More Pro-One Dub

Here’s another sound that I would label as “Pro-One Dub”. I guess all that really means is knob turning and delay, but when you get good results with this instrument you know it. I love the fact that you cannot store presets on old analog gear. It makes you create a new sound every time you turn it on. I had the knobs in a pretty good position to start this time, but after a few more adjustments I got this great modulated effect with the LFO near top speed and at maximum amount. Just tapping a key gave me this nice squirty raygun effect, so I dropped that in the track before getting my sound for the melodic line I needed for the piece. Here’s a chunk of it pitched down a bit and running through a short delay with lots of feedback to create a vintage raygun effect.

Pro-One Raygun

Tracker Stop Effect

I have been busy today working on four or five separate mixes and managed to finalize two of them, maybe. We’ll see how my ears respond after some rest. Anyway, during the last bit of work I was doing I noticed that one of the processor chains was causing insteresting random sounds whenever I pressed stop in Ableton Live. I decided to capture some of these sounds and see if they might be useful in the track.

Live has a great “resample” feature, but it was no use it this case because the only way to create the sound was by pressing stop and when you do that it stops recording. So I opened up Audacity and attempted to route the output from Live into it. After about five minutes I realized this wasn’t working and turned to the web for an answer.
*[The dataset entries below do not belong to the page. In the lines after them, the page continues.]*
PR #16027, opened 2024-08-08
chore: make tests running for dev build and update marks

anastasiyaig:
### What does the PR do

- fix condition to allow tests running for local build, perhaps devs could use that, since attaching to packaged build with squish is somewhat pain
- reviewed some marks for critical path, so the subset is slightly changed now, total run took 11 min. I will review other tests and perhaps add more test cases to this subset later on


antdanchenko (approved):

alexjba (approved):
Nice!

PR #16054, opened 2024-08-09
ci: use current branch as git ref for E2E tests

siddarthkay:
## Summary

In this PR we get rid of `E2E_GIT_REF` parameter which would default to `master` or whatever value is set in Jenkins.
We instead just rely on `env.BRANCH_NAME` (thanks @apentori) to run E2E tests on the same branch the build on CI is generated from.


apentori (approved):

anastasiyaig (approved):

jakubgs (commented):
Thanks.

PR #16057, opened 2024-08-09
[cherry-pick] ci: use current branch as git ref for E2E tests

anastasiyaig:
### What does the PR do

In this PR we get rid of `E2E_GIT_REF` parameter which would default to master or whatever value is set in CI. We instead just rely on `env.BRANCH_NAME` to run E2E tests on the same branch the build on CI is generated from.


siddarthkay (approved):

siddarthkay:
obama-medal-meme-1hhv9m

jrainville (approved):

I quickly came across Soundflower (Cycling ’74), a “Free Inter-application Audio Routing Utility for Mac OS X”. This allowed me to route the audio to Audacity as I performed starting and stopping in Live. Here’s an edited version of the results. Warning: I normalized the render and it starts out extremely loud.

Tracker Stop Effect

Up the Apples and Pears

This recording was made with a Shure VP88 stereo condenser mic on a Fostex FR-2LE field recorder as I was leaving work this evening. I usually exit out of a back stairwell with cement steps and brick walls. In other words, loads of natural sound reverberation.

The audio starts as I open the door to the stairwell. First I ascended two flights, turned around and descended four. I then opened the door to the outside alley and parking lot, where I was greeted with post-rainfall, nighttime, city ambiance. I crossed the street to my bike where two workers packed up their tools in their van. Then I pressed stop, packed up my gear and rode home.

While recording I enabled the bass roll-off on the mic. Then I ran the 48kHz 24bit digital recording through a compressor at 4:1 to reduce some of the transient peaks and bring out some of the background noises. I also normalized it during the render to maximize the volume.

Up the Apples and Pears

Lofi Storm Ambiance

Tonight I shot a video in an alley in Northeast Minneapolis as a thunder storm rolled in. I shot it with my mobile phone and then converted it to a wav file for today’s sound. Rather than inlcude the video I have put the audio here after compressing it as an mp3. I also included a shot of the storm clouds as I saw them. In the beginning of the recording I hear some chimes then the wind overdrives the mic a bit. On the whole, the recording seems to be made of mostly wind noise.

Lofi Storm Ambiance

 

Micro Sample with Massive Reverb

Here’s a technique that I stumbled across while experimenting. Sometimes I like to put a micro sample (a sample that is a fraction of a second in length) through a massive reverb. This particular sample is perhaps a tenth of a second of music from an old television commerical. When I do this it’s usually on its own track with lots of other stuff going on around it.

This example is the micro sample through the reverb alone so you can hear the texture that it creates. Most of the time I will run it through a high pass filter before it gets to the reverb, and in this case I’m also running it through a slowly modulating auto filter so that it has a slightly different timbre each time it occurs. Hearing this alone makes evident a high frequency overtone that starts to ring throughout the recording. You can hear the same sample in context in the track Electric Sheep that I linked in this post.